_Record extracts_
"""

PR #11413, opened 2024-04-05
fix: Tidy up api_endpoint processing for Text-Embedding Model Tuning demo.

lee1premium:
## Text embedding model tuning

Fixes: b/320696662

## Checklist
- [ X] I have followed [Sample Guidelines from AUTHORING_GUIDE.MD](https://github.com/GoogleCloudPlatform/python-docs-samples/blob/main/AUTHORING_GUIDE.md)

### DIFF
--- a/generative_ai/embedding_model_tuning.py
+++ b/generative_ai/embedding_model_tuning.py
@@ -34,7 +34,7 @@ def tune_embedding_model(
     batch_size: int = 50,
     iterations: int = 300,
 ) -> pipeline_jobs.PipelineJob:
-    match = re.search(r"([\w]+-[\w]+).*-aiplatform.+", api_endpoint)
+    match = re.search(r"^([\w]+-[\w]+)", api_endpoint)
     location = match.group(1) if match else "us-central1"
     job = aiplatform.PipelineJob(
         display_name=pipeline_job_display_name,
--- a/generative_ai/embedding_model_tuning.py
+++ b/generative_ai/embedding_model_tuning.py
@@ -34,7 +34,7 @@ def tune_embedding_model(
     batch_size: int = 50,
     iterations: int = 300,
 ) -> pipeline_jobs.PipelineJob:
-    match = re.search(r"(.+)(-autopush|-staging)?-aiplatform.+", api_endpoint)
+    match = re.search(r"([\w]+-[\w]+).*-aiplatform.+", api_endpoint)
     location = match.group(1) if match else "us-central1"
     job = aiplatform.PipelineJob(
         display_name=pipeline_job_display_name,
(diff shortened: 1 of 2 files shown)


generative_ai/embedding_model_tuning.py
```diff
@@ -34,7 +34,7 @@ def tune_embedding_model(
     batch_size: int = 50,
     iterations: int = 300,
 ) -> pipeline_jobs.PipelineJob:
-    match = re.search(r"(.+)(-autopush|-staging)?-aiplatform.+", api_endpoint)
+    match = re.search(r"([\w]+-[\w]+).*-aiplatform.+", api_endpoint)
     location = match.group(1) if match else "us-central1"
```
dandhlee, line 38: nit: consider a bit more global friendly location (unless your API is location restricted) for non-US folks as well

generative_ai/embedding_model_tuning.py
```diff
@@ -34,7 +34,7 @@ def tune_embedding_model(
     batch_size: int = 50,
     iterations: int = 300,
 ) -> pipeline_jobs.PipelineJob:
-    match = re.search(r"(.+)(-autopush|-staging)?-aiplatform.+", api_endpoint)
+    match = re.search(r"([\w]+-[\w]+).*-aiplatform.+", api_endpoint)
```
dandhlee, line 37: Wouldn't this be easier with a string split instead of regex search?

dandhlee (commented):
Please use a more descriptive PR title and appropriate type. This seems more like a bug fix than a feature.

generative_ai/embedding_model_tuning.py
lee1premium: I think re.search is cleaner than two splits and a join:

* api_endpoint = "us-central1-xxx-yyy.aiplatform.googleapis.com"
* location1 = re.search(r"^([\w]+-[\w]+)", api_endpoint)[1]
* location2 = "-".join(api_endpoint.split(".")[0].split("-")[:2])  # doesn't look simpler to me.

generative_ai/embedding_model_tuning.py
lee1premium: I guess that 99.9% of the Vertex AI samples would use "us-central1" as the baseline.

dandhlee: Just a friendly reminder that not everyone needs to stick to one region, and there is a cost/environmental concerns over sticking only to one location. Fine to keep as-is, but if there's no restriction consider using different locations in the future.

generative_ai/embedding_model_tuning.py
lee1premium: It doesn't work for this case:
* api_endpoint = "us-central1-xxx-yyy.zzzz.aiplatform.googleapis.com"

You have to do two splits and a join to handle other funny cases.

dandhlee: Ah. That's icky. Got it.

dandhlee (approved):
Reviewing for Python samples.

lee1premium:
You should disable FAILED test_gemini_examples.py::test_gemini_safety_config_example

"""

_Action item_
With no line skipped, output the listing in full.

_Expected output_
PR #11413, opened 2024-04-05
fix: Tidy up api_endpoint processing for Text-Embedding Model Tuning demo.

lee1premium:
## Text embedding model tuning

Fixes: b/320696662

## Checklist
- [ X] I have followed [Sample Guidelines from AUTHORING_GUIDE.MD](https://github.com/GoogleCloudPlatform/python-docs-samples/blob/main/AUTHORING_GUIDE.md)

### DIFF
--- a/generative_ai/embedding_model_tuning.py
+++ b/generative_ai/embedding_model_tuning.py
@@ -34,7 +34,7 @@ def tune_embedding_model(
     batch_size: int = 50,
     iterations: int = 300,
 ) -> pipeline_jobs.PipelineJob:
-    match = re.search(r"([\w]+-[\w]+).*-aiplatform.+", api_endpoint)
+    match = re.search(r"^([\w]+-[\w]+)", api_endpoint)
     location = match.group(1) if match else "us-central1"
     job = aiplatform.PipelineJob(
         display_name=pipeline_job_display_name,
--- a/generative_ai/embedding_model_tuning.py
+++ b/generative_ai/embedding_model_tuning.py
@@ -34,7 +34,7 @@ def tune_embedding_model(
     batch_size: int = 50,
     iterations: int = 300,
 ) -> pipeline_jobs.PipelineJob:
-    match = re.search(r"(.+)(-autopush|-staging)?-aiplatform.+", api_endpoint)
+    match = re.search(r"([\w]+-[\w]+).*-aiplatform.+", api_endpoint)
     location = match.group(1) if match else "us-central1"
     job = aiplatform.PipelineJob(
         display_name=pipeline_job_display_name,
(diff shortened: 1 of 2 files shown)


generative_ai/embedding_model_tuning.py
```diff
@@ -34,7 +34,7 @@ def tune_embedding_model(
     batch_size: int = 50,
     iterations: int = 300,
 ) -> pipeline_jobs.PipelineJob:
-    match = re.search(r"(.+)(-autopush|-staging)?-aiplatform.+", api_endpoint)
+    match = re.search(r"([\w]+-[\w]+).*-aiplatform.+", api_endpoint)
     location = match.group(1) if match else "us-central1"
```
dandhlee, line 38: nit: consider a bit more global friendly location (unless your API is location restricted) for non-US folks as well

generative_ai/embedding_model_tuning.py
```diff
@@ -34,7 +34,7 @@ def tune_embedding_model(
     batch_size: int = 50,
     iterations: int = 300,
 ) -> pipeline_jobs.PipelineJob:
-    match = re.search(r"(.+)(-autopush|-staging)?-aiplatform.+", api_endpoint)
+    match = re.search(r"([\w]+-[\w]+).*-aiplatform.+", api_endpoint)
```
dandhlee, line 37: Wouldn't this be easier with a string split instead of regex search?

dandhlee (commented):
Please use a more descriptive PR title and appropriate type. This seems more like a bug fix than a feature.

generative_ai/embedding_model_tuning.py
lee1premium: I think re.search is cleaner than two splits and a join:

* api_endpoint = "us-central1-xxx-yyy.aiplatform.googleapis.com"
* location1 = re.search(r"^([\w]+-[\w]+)", api_endpoint)[1]
* location2 = "-".join(api_endpoint.split(".")[0].split("-")[:2])  # doesn't look simpler to me.

generative_ai/embedding_model_tuning.py
lee1premium: I guess that 99.9% of the Vertex AI samples would use "us-central1" as the baseline.

dandhlee: Just a friendly reminder that not everyone needs to stick to one region, and there is a cost/environmental concerns over sticking only to one location. Fine to keep as-is, but if there's no restriction consider using different locations in the future.

generative_ai/embedding_model_tuning.py
lee1premium: It doesn't work for this case:
* api_endpoint = "us-central1-xxx-yyy.zzzz.aiplatform.googleapis.com"

You have to do two splits and a join to handle other funny cases.

dandhlee: Ah. That's icky. Got it.

dandhlee (approved):
Reviewing for Python samples.

lee1premium:
You should disable FAILED test_gemini_examples.py::test_gemini_safety_config_example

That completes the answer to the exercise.